TASK ITEM
Every line of the data below that holds the string "level" needs to be reported.

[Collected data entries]
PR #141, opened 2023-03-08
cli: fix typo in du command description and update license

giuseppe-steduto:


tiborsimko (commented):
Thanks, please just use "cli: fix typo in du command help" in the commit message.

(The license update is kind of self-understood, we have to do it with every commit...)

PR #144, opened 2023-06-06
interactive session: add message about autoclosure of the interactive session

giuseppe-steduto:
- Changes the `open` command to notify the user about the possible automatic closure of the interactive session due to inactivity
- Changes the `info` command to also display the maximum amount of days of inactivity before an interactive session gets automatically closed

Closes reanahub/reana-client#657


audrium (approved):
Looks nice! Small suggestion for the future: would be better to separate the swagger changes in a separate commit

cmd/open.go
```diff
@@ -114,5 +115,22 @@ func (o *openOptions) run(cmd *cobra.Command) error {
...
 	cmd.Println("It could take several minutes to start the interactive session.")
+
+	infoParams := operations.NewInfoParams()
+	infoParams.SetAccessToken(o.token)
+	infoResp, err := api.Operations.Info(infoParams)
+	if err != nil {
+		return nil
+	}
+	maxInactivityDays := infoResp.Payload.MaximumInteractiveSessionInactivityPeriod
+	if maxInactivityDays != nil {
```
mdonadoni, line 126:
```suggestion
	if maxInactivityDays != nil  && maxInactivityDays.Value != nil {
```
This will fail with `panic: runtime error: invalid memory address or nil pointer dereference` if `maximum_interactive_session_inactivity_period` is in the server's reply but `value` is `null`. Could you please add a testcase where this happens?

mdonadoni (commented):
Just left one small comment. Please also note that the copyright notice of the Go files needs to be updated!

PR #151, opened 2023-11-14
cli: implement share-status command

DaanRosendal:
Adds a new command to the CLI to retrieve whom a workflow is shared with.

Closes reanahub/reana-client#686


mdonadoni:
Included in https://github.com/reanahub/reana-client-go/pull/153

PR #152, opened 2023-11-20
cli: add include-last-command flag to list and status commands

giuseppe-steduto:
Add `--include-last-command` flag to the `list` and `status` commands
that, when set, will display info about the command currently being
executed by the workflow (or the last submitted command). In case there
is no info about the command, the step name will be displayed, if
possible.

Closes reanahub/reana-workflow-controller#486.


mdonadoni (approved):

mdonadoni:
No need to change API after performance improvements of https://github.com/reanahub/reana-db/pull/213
...
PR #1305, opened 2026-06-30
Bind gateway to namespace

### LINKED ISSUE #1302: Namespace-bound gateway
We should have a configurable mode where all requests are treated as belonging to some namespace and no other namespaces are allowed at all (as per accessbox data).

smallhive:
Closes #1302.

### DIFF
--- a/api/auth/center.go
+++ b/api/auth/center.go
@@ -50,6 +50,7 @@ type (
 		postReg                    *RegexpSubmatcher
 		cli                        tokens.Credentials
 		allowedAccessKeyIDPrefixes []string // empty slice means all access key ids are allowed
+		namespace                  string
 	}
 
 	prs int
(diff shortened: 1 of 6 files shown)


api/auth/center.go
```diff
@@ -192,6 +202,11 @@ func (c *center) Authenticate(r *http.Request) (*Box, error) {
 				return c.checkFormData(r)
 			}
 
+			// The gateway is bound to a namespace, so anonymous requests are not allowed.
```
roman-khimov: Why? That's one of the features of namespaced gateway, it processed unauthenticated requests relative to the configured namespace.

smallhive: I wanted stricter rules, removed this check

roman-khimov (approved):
...
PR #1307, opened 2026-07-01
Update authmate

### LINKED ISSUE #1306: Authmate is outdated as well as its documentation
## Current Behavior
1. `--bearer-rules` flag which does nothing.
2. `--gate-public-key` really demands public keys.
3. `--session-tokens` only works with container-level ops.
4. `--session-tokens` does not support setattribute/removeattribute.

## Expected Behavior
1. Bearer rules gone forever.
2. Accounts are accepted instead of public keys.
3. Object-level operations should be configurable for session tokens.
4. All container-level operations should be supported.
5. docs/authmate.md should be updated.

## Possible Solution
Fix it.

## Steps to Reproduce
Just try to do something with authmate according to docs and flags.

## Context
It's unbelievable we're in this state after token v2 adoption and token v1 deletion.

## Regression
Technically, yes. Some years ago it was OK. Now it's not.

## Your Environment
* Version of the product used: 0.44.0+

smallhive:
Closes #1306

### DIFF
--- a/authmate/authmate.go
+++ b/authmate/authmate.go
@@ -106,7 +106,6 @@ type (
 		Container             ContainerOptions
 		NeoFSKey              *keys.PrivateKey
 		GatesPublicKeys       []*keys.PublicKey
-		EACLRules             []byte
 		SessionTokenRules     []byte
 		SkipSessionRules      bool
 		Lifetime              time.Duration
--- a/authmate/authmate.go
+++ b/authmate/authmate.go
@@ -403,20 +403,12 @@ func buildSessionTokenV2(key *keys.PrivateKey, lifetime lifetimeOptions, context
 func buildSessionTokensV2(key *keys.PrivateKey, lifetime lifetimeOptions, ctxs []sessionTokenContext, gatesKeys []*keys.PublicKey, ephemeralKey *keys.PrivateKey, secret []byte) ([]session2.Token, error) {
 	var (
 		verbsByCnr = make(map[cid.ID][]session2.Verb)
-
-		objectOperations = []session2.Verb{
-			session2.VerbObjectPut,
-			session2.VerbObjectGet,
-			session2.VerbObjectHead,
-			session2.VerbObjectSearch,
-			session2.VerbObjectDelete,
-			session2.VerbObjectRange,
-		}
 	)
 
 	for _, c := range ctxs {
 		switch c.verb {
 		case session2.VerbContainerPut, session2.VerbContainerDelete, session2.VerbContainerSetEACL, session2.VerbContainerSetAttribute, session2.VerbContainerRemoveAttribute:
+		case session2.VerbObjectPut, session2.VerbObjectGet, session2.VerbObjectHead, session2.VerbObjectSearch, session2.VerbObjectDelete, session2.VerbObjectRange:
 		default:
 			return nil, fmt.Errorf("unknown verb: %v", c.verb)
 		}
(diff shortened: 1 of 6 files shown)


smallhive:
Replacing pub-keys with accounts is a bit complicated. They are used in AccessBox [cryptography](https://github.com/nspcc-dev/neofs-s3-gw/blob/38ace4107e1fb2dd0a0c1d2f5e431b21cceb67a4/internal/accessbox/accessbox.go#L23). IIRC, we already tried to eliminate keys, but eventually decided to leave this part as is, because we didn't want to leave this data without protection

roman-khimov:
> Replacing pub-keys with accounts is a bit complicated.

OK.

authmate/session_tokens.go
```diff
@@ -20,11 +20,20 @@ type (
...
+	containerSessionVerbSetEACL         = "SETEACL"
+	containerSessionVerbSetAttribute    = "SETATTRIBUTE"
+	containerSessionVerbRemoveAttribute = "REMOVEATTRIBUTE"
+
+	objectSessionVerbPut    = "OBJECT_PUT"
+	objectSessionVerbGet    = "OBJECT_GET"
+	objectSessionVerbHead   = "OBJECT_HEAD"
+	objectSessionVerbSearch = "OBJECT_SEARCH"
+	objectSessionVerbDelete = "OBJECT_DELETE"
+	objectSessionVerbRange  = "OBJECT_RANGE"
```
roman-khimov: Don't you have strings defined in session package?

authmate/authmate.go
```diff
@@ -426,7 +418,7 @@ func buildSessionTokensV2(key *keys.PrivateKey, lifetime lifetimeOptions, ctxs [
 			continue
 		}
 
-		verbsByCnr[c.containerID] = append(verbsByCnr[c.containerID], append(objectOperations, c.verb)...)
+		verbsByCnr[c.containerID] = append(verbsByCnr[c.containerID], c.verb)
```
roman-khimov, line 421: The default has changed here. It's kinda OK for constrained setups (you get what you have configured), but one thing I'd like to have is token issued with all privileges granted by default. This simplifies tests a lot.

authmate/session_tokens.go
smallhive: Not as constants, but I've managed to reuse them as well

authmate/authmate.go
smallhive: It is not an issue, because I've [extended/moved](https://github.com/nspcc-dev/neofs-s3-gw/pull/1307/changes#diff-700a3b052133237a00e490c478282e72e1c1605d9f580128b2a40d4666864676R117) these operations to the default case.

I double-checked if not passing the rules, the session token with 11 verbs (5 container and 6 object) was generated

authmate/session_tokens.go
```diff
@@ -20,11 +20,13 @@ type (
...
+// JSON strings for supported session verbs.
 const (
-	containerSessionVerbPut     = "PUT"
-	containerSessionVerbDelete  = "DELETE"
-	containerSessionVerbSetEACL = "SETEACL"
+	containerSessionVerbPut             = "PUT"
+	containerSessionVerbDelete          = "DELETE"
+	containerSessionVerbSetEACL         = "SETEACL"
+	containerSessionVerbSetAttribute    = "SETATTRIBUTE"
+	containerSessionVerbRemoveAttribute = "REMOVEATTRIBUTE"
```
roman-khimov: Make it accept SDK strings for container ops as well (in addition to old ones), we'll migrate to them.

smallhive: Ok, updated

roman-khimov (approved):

EXERCISE ANSWER
3. `--session-tokens` only works with container-level ops.
3. Object-level operations should be configurable for session tokens.
4. All container-level operations should be supported.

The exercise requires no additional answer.